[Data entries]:
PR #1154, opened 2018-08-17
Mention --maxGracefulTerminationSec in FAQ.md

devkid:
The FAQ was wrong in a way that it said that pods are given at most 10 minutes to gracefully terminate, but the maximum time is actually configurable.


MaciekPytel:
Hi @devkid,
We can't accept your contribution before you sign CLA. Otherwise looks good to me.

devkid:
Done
--
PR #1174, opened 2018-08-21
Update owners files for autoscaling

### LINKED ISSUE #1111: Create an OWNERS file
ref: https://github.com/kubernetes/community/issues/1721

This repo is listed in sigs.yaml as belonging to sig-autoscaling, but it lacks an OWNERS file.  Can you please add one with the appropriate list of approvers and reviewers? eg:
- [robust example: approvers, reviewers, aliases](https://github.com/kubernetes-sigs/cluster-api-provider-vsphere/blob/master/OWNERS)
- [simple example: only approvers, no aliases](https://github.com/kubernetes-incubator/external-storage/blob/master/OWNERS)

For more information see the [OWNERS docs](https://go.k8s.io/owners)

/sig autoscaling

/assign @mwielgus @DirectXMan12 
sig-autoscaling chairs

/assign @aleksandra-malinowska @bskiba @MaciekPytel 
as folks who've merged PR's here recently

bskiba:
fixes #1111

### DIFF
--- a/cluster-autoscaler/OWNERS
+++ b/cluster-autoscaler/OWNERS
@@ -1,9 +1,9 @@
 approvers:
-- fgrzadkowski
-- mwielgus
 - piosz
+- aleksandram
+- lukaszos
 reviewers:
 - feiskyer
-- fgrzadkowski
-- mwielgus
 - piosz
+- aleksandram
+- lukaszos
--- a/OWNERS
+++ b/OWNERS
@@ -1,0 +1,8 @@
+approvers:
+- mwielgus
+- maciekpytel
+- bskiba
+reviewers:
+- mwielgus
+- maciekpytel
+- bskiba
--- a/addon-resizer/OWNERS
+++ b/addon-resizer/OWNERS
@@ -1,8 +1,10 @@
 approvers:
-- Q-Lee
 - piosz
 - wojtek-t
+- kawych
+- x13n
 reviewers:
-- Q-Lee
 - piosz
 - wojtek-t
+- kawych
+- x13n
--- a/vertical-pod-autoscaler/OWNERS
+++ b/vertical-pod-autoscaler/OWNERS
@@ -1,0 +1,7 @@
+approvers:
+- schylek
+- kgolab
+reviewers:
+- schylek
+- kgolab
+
---
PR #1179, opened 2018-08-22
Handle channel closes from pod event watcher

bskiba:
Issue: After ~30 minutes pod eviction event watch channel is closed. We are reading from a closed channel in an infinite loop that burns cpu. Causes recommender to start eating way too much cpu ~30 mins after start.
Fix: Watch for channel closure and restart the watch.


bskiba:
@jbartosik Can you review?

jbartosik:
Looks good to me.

[To do]:
Show a copy of each line from the records above in which the string "vertical" occurs.

[Solution to this exercise]:
--- a/vertical-pod-autoscaler/OWNERS
+++ b/vertical-pod-autoscaler/OWNERS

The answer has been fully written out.